WHAT IS EXPECTED -
Transcribe each record below character for character.

MATERIAL PROVIDED -

PR #4903, opened 2024-05-28
Fix improper display of errors on create/edit refund views

Droniu:
## What type of PR is this?
- [ ] 💅 Refactor
- [ ] 🌟 Feature
- [x] 🔥 Bug Fix
- [ ] 🔩 Maintenance

- closes MERX-505, MERX-504

## Have you written tests?
- [ ] Yes!


src/orders/views/OrderTransactionRefundEdit/handlers.ts
```diff
@@ -0,0 +1,61 @@
...
+      errorLines.push({
+        code: err.code,
+        field: err.field,
+        lines: err.addLines,
+        message: err.message,
+      } as OrderTransactionRefundError);
+
+      setLinesErrors(errorLines);
+    });
+  }
```
poulch, line 60: question: seems like total duplication  of what we have here: `src/orders/views/OrderTransactionRefundCreate/handlers.ts`. Could we wrap this into a hook and share this code?

Droniu: There are slight differences, e.g.:
`submitData.orderGrantRefundCreate?.errors` vs
`submitData.orderGrantRefundUpdate?.errors`

or
`OrderGrantRefundUpdateErrorCode` vs `OrderGrantRefundCreateErrorCode`

behavior for completed mutation is different (order navigation vs clearing errors). I believe wrapping this into single abstracted hook will not make this any more readable and it's going to be much easier to modify mutation handling on specific view if we keep them separate.

src/orders/views/OrderTransactionRefundCreate/handlers.ts
```diff
@@ -49,9 +49,14 @@ export const handleRefundCreateComplete = ({
...
 
-  if (errors.length > 1) {
+  if (errors.length > 0) {
     errors.forEach((err: OrderGrantRefundCreateErrorFragment) => {
-      if (err.code !== OrderGrantRefundCreateErrorCode.REQUIRED) {
+      if (
+        ![
+          OrderGrantRefundCreateErrorCode.REQUIRED,
+          OrderGrantRefundCreateErrorCode.AMOUNT_GREATER_THAN_AVAILABLE,
+        ].includes(err.code)
```
andrzejewsky, line 58: suggestion: function or at least variable

src/orders/views/OrderTransactionRefundEdit/handlers.ts
```diff
@@ -0,0 +1,61 @@
...
+    return;
+  }
+
+  if (errors.length > 0) {
+    errors.forEach((err: OrderGrantRefundUpdateErrorFragment) => {
+      if (
+        ![
+          OrderGrantRefundUpdateErrorCode.REQUIRED,
+          OrderGrantRefundUpdateErrorCode.AMOUNT_GREATER_THAN_AVAILABLE,
+        ].includes(err.code)
```
andrzejewsky, line 43: issue: you have repeated the same piece of code, why don't re-use it? it's rather simple and these errors will be handled mostly in the same way so there is no reason to break DRY

andrzejewsky (approved):

poulch (approved):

TASK RESPONSE -
PR #4903, opened 2024-05-28
Fix improper display of errors on create/edit refund views

Droniu:
## What type of PR is this?
- [ ] 💅 Refactor
- [ ] 🌟 Feature
- [x] 🔥 Bug Fix
- [ ] 🔩 Maintenance

- closes MERX-505, MERX-504

## Have you written tests?
- [ ] Yes!


src/orders/views/OrderTransactionRefundEdit/handlers.ts
```diff
@@ -0,0 +1,61 @@
...
+      errorLines.push({
+        code: err.code,
+        field: err.field,
+        lines: err.addLines,
+        message: err.message,
+      } as OrderTransactionRefundError);
+
+      setLinesErrors(errorLines);
+    });
+  }
```
poulch, line 60: question: seems like total duplication  of what we have here: `src/orders/views/OrderTransactionRefundCreate/handlers.ts`. Could we wrap this into a hook and share this code?

Droniu: There are slight differences, e.g.:
`submitData.orderGrantRefundCreate?.errors` vs
`submitData.orderGrantRefundUpdate?.errors`

or
`OrderGrantRefundUpdateErrorCode` vs `OrderGrantRefundCreateErrorCode`

behavior for completed mutation is different (order navigation vs clearing errors). I believe wrapping this into single abstracted hook will not make this any more readable and it's going to be much easier to modify mutation handling on specific view if we keep them separate.

src/orders/views/OrderTransactionRefundCreate/handlers.ts
```diff
@@ -49,9 +49,14 @@ export const handleRefundCreateComplete = ({
...
 
-  if (errors.length > 1) {
+  if (errors.length > 0) {
     errors.forEach((err: OrderGrantRefundCreateErrorFragment) => {
-      if (err.code !== OrderGrantRefundCreateErrorCode.REQUIRED) {
+      if (
+        ![
+          OrderGrantRefundCreateErrorCode.REQUIRED,
+          OrderGrantRefundCreateErrorCode.AMOUNT_GREATER_THAN_AVAILABLE,
+        ].includes(err.code)
```
andrzejewsky, line 58: suggestion: function or at least variable

src/orders/views/OrderTransactionRefundEdit/handlers.ts
```diff
@@ -0,0 +1,61 @@
...
+    return;
+  }
+
+  if (errors.length > 0) {
+    errors.forEach((err: OrderGrantRefundUpdateErrorFragment) => {
+      if (
+        ![
+          OrderGrantRefundUpdateErrorCode.REQUIRED,
+          OrderGrantRefundUpdateErrorCode.AMOUNT_GREATER_THAN_AVAILABLE,
+        ].includes(err.code)
```
andrzejewsky, line 43: issue: you have repeated the same piece of code, why don't re-use it? it's rather simple and these errors will be handled mostly in the same way so there is no reason to break DRY

andrzejewsky (approved):

poulch (approved):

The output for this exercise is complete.